Integration should mean full integration, not this Glasgow half measure. All persons should be taught together whether they believe in religion or not. RE should be a subject like history or geography. Currently in Glasgow they are closing down poor schools due to save money as the buildings are crumbling and the school rolls are low. Parents are standing up at the closure meetings objecting that they just want their children taught as RC in RC schools, but the same parents haven?t got answer when their told that the adjoining chapels have all closed down due to no one attending. This hypocrisy is unbelievable.
All religions can apply to work in these RC schools. You put in your application, you go for your interview and then they advise you that you have the job but you must now show your RC approval. PLEASE TELL ME HOW THIS IS NOT DISCRIMINATION?
Integrated education is a great idea and I hope to be able to send my kids to an integrated school when they are old enough. BUT I was educated at a Catholic school in NI and I can assure you I learnt Maths, Science, English, Languages and the very small part of our curriculum which was Religion was based on love and tolerance of all faiths and creeds. Similarly my Protestant husband was never taught to hatred of anyone at his state school! Young people here have ample opportunity to meet and form friendships with the 'other side' and they do.
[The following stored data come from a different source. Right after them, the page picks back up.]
PR #647, opened 2019-04-17
Improved web request handling

### LINKED ISSUE #585: Excessive 'Token expired' toasts
**Describe the bug**
If a user was previously logged in but their token has expired, they will be redirected to a login screen when they try to visit a page. Upon arrival, two (sometimes more) toasts stating that their token has expired (or might be invalid) pop up.

**To Reproduce**
1. Log in
2. Wait for the token to expire
3. Visit a page
4. Observe an abundance of toasts

**Expected behavior**
Only one toast.

mjvkeulen:
## Description
Connection count handling is moved to Vuex by use of Axios interceptors.
Refactored token refresh handling:
Now all requests which fail due to an invalid access token are queued.
Only a single access token refresh request is performed when encountering such a failure.
 - On success, all queued requests are retried.
 - On failure, all queued requests are failed silently, and the user is redirected to login.

Please note that this PR continues from the Airbnb linter branch, which ideally should be approved first at some point.

## Fixes
- fixes #585


mjvkeulen:
> This is branched from the wrong branch

Well this is in the note, and intentional?

src/vue/src/api/auth.js
```diff
@@ -62,8 +62,6 @@ function toastError (error, connArgs) {
 /* Lowers the connection count and toast a success message
  * if a custom one is provided or responseSuccessToast is set. */
 function handleSuccess (resp, connArgs) {
-    setTimeout(() => { store.commit('connection/CLOSE_API_CALL') }, 300)
```
engelhamer: The timeouts were there to avoid a flashing spinner.

mjvkeulen: Fair point. However, timeouts on connection counts are not the right approach. Minimal show time on the spinner would be. The current approach is much more robust, as the connection count is always guaranteed to be correct.

engelhamer: How would you suggest to do this?

mjvkeulen: I've pushed a potential solution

So don't patronise the people of NI by suggesting you have discovered the source of their 'problem' The kind of hatred which led to the horrific killings this week and throughout the troubles is taught in the home not the education system.
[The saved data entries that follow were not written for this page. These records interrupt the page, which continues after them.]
PR #648, opened 2019-04-17
Added new release alert

### LINKED ISSUE #469: Change log tracking and update publishing
Keeping track of added features in a format which is understandable to our user base. Giving insight to what additions are made beyond the Github history. Preferably published to a location that is easy to access on our site, e.g. our landing page.

engelhamer:
## Description
Added an alert beneath the breadcrumb to show that a new version of eJournal has become available. This will be shown until a week after the release. If the user dismisses the alert they will not see it again until a new version is released (storing the version they don't want to see anymore in the database).

image

## Summary of changes
- Fixes #469


src/vue/src/views/Home.vue
```diff
@@ -65,13 +65,13 @@ export default {
         }
     },
     components: {
-        'content-columns': contentColumns,
```
mjvkeulen: :(

src/django/VLE/migrations/0020_preferences_hide_version_alert.py
```diff
@@ -0,0 +1,18 @@
...
+
+    dependencies = [
+        ('VLE', '0019_unlock_due_lock'),
+    ]
+
+    operations = [
+        migrations.AddField(
+            model_name='preferences',
+            name='hide_version_alert',
+            field=models.TextField(default='v0.0', max_length=10),
```
mjvkeulen: Is this done for comparison reasons? Making it nullable would be might accurate, don't mind either way however.

engelhamer: This does not carry any meaning. Ir can be changed to null indeed.

src/vue/src/components/assets/VersionAlert.vue
```diff
@@ -0,0 +1,41 @@
...
+        return {
+            version: CurrentRelease.version,
+            message: CurrentRelease.message,
+            date: CurrentRelease.date
+        }
+    },
+    computed: {
+        showVersionAlert () {
+            return this.message !== '' &&
+                this.$store.getters['preferences/hideVersionAlert'] !== this.version &&
```
mjvkeulen: I prefer reading the syntax made available by mapGetters, but there still only a couple vuex uses in this component.

src/vue/src/components/assets/BreadCrumb.vue
```diff
@@ -36,17 +36,20 @@
                 </span>
             </h1>
         </div>
+        <version-alert/>
```
Larspolo: I would prefer this being added above the rest as its not part of the actual content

-apologies re my mistake re welsh schools - viewed from scotland its easy to forget how wales also keeps so much of its own identity;
-as for grammar schools in ireland being non-divisive: well maybe from a religious point of view, but from the general social point of view def not- ever heard of comprehensives?!;
- of course there is no guarantee that non-religious schools will overcome all religious bigotry, as of course home background is even more important; but thats no argument against at least reducing the risk!;
Yugoslav school were almost certainly secular and integrated under communism - did this stop civil war?
Real integration would be impossible to achieve in certain areas where the communities are totally segregated - how could a school in south Armagh or parts of Antrim be meaningfully integrated? Even in the cities many parents in areas such as the Falls or the Shankill - good, well-meaning people - would be afraid to send their children into the other area. Can anyone blame them? Are you suggesting replacing the existing school stock and rebuilding in neutral areas?
The already existing more positive attitudes of families with children in integrated schools would account for at least some of the more positive attitudes of their children. But, even integrated schools can produce sectarian children, despite their best efforts: one of those recently found guilty of offences in relation to the sectarian murder of a teenager was the product of an integrated school.
Let me state that I am not against integrated schools. They are very valuable and are desirable. However, it is extremely annoying when they are presented as 'the answer.'
Finally I very much resent Mr Hari's attitude that we should be made to feel Northern Irish. I am Irish and some of my neighbours are British - this does not make us bigoted. I accept, Mr Hari, that you are British; please accept that I am Irish.
I somehow forgot that this would still be the case. It was with horror I heard many years ago, though I can't back this up with particular references, where lunchtime in the schoolyard was a cynical scenario of four and five year olds cordoned off to their respective corners under the watchful eye of the british army. Milk and sandwiches garnished with lessons of hate. Great piece Johann, we live in hope.